- [WHAT IS REQUIRED] Begin at the line below that contains "elaborate on what". Repeat it and all remaining lines of the records exactly.

Stored data entries
Issue #4357, opened 2019-06-11
Missing single quote in remnant mission


jostephd:
In https://github.com/endless-sky/endless-sky/blob/a0322e99409ab4ee01b9364bad4d0cf29460b094/data/remnant%20missions.txt#L687 there are unbalanced single quotes.

Zitchas:
Thanks for pointing this out!

PR #4359, opened 2019-06-11
Remnant-Fix: A missing quotation mark

Zitchas:
Adds a missing `'` to line 687 in the remnant missions.txt file.

Thanks to @jostephd for spotting this and reporting it in issue #4357 

Thanks to the Writing Commune led by Moonbeam for the advice on correcting it.

### DIFF
--- a/data/remnant missions.txt
+++ b/data/remnant missions.txt
@@ -684,7 +684,7 @@ mission "Remnant: Tech Retrieval"
 			choice
 				`	"Okay, I will see what I can find."`
 					goto find
-				`	"Could you elaborate on 'how fast they can travel in deep space?"`
+				`	"Could you elaborate on 'how fast they can travel in deep space?'"`
 				`	"No, I don't want to get involved in this."`
 					goto nothelp
 			`	She considers her thoughts briefly, then chants, "How fast a ship can move through an area of deep space basically depends on how fast they can collect fuel. Ramscoops were common at the time of the exodus, and if humanity has developed better ramscoops or other means of generating fuel, these would significantly improve their speed at exploring or crossing large volumes of space."`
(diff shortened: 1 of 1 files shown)


Zitchas:
OK, checked for an online source, and found: 
https://data.grammarbook.com/blog/commas/quoting-a-question-within-a-question/

According to which, the correct order is single quotation mark, question mark, double quotation mark.

UnciaPrima:
Why is there a quotation mark in the first place? 

"Could you elaborate on how fast they can travel in deep space?" without any single quotation mark seems better to me.

MCOfficer:
Because "how fast they can travel in deep space" is not just any topic, it's a direct quote from her previous statement.

Zitchas:
For greater context, here's the previous statement that the captain is replying to:

"To the point," her tone shifts to a more martial cadence. "We want to know how humanity has advanced in the past five and a half centuries. If you found us, I am sure it is only a matter of time until the Alphas, their servants, or others intent on galactic domination discover us. We need to know what sort of weapons they will be wielding, how their ships will be protected, and how fast they can travel in deep space."`

The response choices:
`	"Okay, I will see what I can find."`
`	"Could you elaborate on 'how fast they can travel in deep space'?"`
`	"No, I don't want to get involved in this."`

Zitchas:
I could expand that option to something like:

`"Could you elaborate on what you mean by 'how fast they can travel in deep space'?"`

It doesn't get around the issue of the stacked quotation marks and punctuation at the end, though.

jafdy:
`"When you say 'how fast they can travel in deep space,' what do you mean by that?"` Is the kind of statement I would use when I need to get information from someone, it is very precise way of saying it.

- [SOLUTION]
`"Could you elaborate on what you mean by 'how fast they can travel in deep space'?"`

It doesn't get around the issue of the stacked quotation marks and punctuation at the end, though.

jafdy:
`"When you say 'how fast they can travel in deep space,' what do you mean by that?"` Is the kind of statement I would use when I need to get information from someone, it is very precise way of saying it.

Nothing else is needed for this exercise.